▸ **Work instruction**
The reply should consist of every entry, repeated exactly.

▸ **Stored data**
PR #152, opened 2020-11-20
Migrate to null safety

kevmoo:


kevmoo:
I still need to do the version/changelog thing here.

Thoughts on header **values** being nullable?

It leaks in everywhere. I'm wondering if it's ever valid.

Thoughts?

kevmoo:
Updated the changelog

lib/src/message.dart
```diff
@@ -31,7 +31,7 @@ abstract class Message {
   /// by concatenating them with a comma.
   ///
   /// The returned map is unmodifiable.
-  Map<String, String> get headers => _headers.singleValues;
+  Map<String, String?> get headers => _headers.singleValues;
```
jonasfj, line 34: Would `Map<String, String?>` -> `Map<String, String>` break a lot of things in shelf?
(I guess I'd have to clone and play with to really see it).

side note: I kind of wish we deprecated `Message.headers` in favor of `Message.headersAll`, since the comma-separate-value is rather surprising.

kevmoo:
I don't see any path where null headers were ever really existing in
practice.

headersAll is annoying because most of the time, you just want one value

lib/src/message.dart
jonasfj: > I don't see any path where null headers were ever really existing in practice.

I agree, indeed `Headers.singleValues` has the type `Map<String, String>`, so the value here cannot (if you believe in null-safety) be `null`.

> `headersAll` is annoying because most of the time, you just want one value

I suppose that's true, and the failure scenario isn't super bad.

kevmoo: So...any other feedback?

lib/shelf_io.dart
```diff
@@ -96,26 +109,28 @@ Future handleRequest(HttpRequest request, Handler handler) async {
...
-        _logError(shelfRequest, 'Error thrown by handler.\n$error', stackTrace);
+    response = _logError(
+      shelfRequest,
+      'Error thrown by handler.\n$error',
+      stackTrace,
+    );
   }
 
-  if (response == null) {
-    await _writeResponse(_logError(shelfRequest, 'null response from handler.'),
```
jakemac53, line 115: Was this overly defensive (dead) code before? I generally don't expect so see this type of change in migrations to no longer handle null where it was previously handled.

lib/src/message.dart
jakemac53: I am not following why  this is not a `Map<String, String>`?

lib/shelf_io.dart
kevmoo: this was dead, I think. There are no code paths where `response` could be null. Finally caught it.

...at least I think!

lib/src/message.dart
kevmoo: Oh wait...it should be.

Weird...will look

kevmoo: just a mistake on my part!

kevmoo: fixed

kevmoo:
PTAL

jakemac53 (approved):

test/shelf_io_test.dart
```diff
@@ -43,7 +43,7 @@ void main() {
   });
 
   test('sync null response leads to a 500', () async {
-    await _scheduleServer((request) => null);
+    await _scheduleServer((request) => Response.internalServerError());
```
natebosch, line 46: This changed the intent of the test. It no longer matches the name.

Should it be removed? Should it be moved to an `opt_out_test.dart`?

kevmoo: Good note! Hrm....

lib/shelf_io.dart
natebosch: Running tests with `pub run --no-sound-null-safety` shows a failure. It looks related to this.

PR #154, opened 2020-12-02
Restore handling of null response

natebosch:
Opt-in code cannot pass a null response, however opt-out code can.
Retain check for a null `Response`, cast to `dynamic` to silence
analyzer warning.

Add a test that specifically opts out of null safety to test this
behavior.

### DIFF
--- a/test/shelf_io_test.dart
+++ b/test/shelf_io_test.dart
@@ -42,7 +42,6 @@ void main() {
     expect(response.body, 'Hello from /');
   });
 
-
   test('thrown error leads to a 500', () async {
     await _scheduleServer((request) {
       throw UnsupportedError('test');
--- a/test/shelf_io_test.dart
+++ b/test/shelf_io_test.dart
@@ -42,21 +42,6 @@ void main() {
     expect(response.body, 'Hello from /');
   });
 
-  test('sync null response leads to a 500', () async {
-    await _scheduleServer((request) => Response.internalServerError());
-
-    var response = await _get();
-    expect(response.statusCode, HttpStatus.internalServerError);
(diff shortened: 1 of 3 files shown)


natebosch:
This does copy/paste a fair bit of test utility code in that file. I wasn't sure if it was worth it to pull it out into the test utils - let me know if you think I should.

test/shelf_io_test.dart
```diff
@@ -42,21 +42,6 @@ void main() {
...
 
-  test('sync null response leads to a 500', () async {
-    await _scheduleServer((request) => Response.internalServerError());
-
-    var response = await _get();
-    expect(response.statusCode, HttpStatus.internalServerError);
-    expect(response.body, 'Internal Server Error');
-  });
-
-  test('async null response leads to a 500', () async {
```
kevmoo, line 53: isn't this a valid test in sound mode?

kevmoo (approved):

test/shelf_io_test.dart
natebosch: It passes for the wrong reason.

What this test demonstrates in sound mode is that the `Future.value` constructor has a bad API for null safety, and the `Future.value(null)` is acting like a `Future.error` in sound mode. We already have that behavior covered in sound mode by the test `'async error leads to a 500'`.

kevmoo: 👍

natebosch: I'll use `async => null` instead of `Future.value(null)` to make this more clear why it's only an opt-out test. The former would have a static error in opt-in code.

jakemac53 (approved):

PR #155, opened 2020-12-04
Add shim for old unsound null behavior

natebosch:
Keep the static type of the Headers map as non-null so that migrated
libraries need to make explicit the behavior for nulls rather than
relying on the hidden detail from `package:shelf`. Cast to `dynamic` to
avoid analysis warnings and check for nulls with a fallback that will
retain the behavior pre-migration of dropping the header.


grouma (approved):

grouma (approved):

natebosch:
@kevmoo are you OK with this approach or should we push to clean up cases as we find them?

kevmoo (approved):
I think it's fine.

▸ **Response for this exercise**
PR #152, opened 2020-11-20
Migrate to null safety

kevmoo:


kevmoo:
I still need to do the version/changelog thing here.

Thoughts on header **values** being nullable?

It leaks in everywhere. I'm wondering if it's ever valid.

Thoughts?

kevmoo:
Updated the changelog

lib/src/message.dart
```diff
@@ -31,7 +31,7 @@ abstract class Message {
   /// by concatenating them with a comma.
   ///
   /// The returned map is unmodifiable.
-  Map<String, String> get headers => _headers.singleValues;
+  Map<String, String?> get headers => _headers.singleValues;
```
jonasfj, line 34: Would `Map<String, String?>` -> `Map<String, String>` break a lot of things in shelf?
(I guess I'd have to clone and play with to really see it).

side note: I kind of wish we deprecated `Message.headers` in favor of `Message.headersAll`, since the comma-separate-value is rather surprising.

kevmoo:
I don't see any path where null headers were ever really existing in
practice.

headersAll is annoying because most of the time, you just want one value

lib/src/message.dart
jonasfj: > I don't see any path where null headers were ever really existing in practice.

I agree, indeed `Headers.singleValues` has the type `Map<String, String>`, so the value here cannot (if you believe in null-safety) be `null`.

> `headersAll` is annoying because most of the time, you just want one value

I suppose that's true, and the failure scenario isn't super bad.

kevmoo: So...any other feedback?

lib/shelf_io.dart
```diff
@@ -96,26 +109,28 @@ Future handleRequest(HttpRequest request, Handler handler) async {
...
-        _logError(shelfRequest, 'Error thrown by handler.\n$error', stackTrace);
+    response = _logError(
+      shelfRequest,
+      'Error thrown by handler.\n$error',
+      stackTrace,
+    );
   }
 
-  if (response == null) {
-    await _writeResponse(_logError(shelfRequest, 'null response from handler.'),
```
jakemac53, line 115: Was this overly defensive (dead) code before? I generally don't expect so see this type of change in migrations to no longer handle null where it was previously handled.

lib/src/message.dart
jakemac53: I am not following why  this is not a `Map<String, String>`?

lib/shelf_io.dart
kevmoo: this was dead, I think. There are no code paths where `response` could be null. Finally caught it.

...at least I think!

lib/src/message.dart
kevmoo: Oh wait...it should be.

Weird...will look

kevmoo: just a mistake on my part!

kevmoo: fixed

kevmoo:
PTAL

jakemac53 (approved):

test/shelf_io_test.dart
```diff
@@ -43,7 +43,7 @@ void main() {
   });
 
   test('sync null response leads to a 500', () async {
-    await _scheduleServer((request) => null);
+    await _scheduleServer((request) => Response.internalServerError());
```
natebosch, line 46: This changed the intent of the test. It no longer matches the name.

Should it be removed? Should it be moved to an `opt_out_test.dart`?

kevmoo: Good note! Hrm....

lib/shelf_io.dart
natebosch: Running tests with `pub run --no-sound-null-safety` shows a failure. It looks related to this.

PR #154, opened 2020-12-02
Restore handling of null response

natebosch:
Opt-in code cannot pass a null response, however opt-out code can.
Retain check for a null `Response`, cast to `dynamic` to silence
analyzer warning.

Add a test that specifically opts out of null safety to test this
behavior.

### DIFF
--- a/test/shelf_io_test.dart
+++ b/test/shelf_io_test.dart
@@ -42,7 +42,6 @@ void main() {
     expect(response.body, 'Hello from /');
   });
 
-
   test('thrown error leads to a 500', () async {
     await _scheduleServer((request) {
       throw UnsupportedError('test');
--- a/test/shelf_io_test.dart
+++ b/test/shelf_io_test.dart
@@ -42,21 +42,6 @@ void main() {
     expect(response.body, 'Hello from /');
   });
 
-  test('sync null response leads to a 500', () async {
-    await _scheduleServer((request) => Response.internalServerError());
-
-    var response = await _get();
-    expect(response.statusCode, HttpStatus.internalServerError);
(diff shortened: 1 of 3 files shown)


natebosch:
This does copy/paste a fair bit of test utility code in that file. I wasn't sure if it was worth it to pull it out into the test utils - let me know if you think I should.

test/shelf_io_test.dart
```diff
@@ -42,21 +42,6 @@ void main() {
...
 
-  test('sync null response leads to a 500', () async {
-    await _scheduleServer((request) => Response.internalServerError());
-
-    var response = await _get();
-    expect(response.statusCode, HttpStatus.internalServerError);
-    expect(response.body, 'Internal Server Error');
-  });
-
-  test('async null response leads to a 500', () async {
```
kevmoo, line 53: isn't this a valid test in sound mode?

kevmoo (approved):

test/shelf_io_test.dart
natebosch: It passes for the wrong reason.

What this test demonstrates in sound mode is that the `Future.value` constructor has a bad API for null safety, and the `Future.value(null)` is acting like a `Future.error` in sound mode. We already have that behavior covered in sound mode by the test `'async error leads to a 500'`.

kevmoo: 👍

natebosch: I'll use `async => null` instead of `Future.value(null)` to make this more clear why it's only an opt-out test. The former would have a static error in opt-in code.

jakemac53 (approved):

PR #155, opened 2020-12-04
Add shim for old unsound null behavior

natebosch:
Keep the static type of the Headers map as non-null so that migrated
libraries need to make explicit the behavior for nulls rather than
relying on the hidden detail from `package:shelf`. Cast to `dynamic` to
avoid analysis warnings and check for nulls with a fallback that will
retain the behavior pre-migration of dropping the header.


grouma (approved):

grouma (approved):

natebosch:
@kevmoo are you OK with this approach or should we push to clean up cases as we find them?

kevmoo (approved):
I think it's fine.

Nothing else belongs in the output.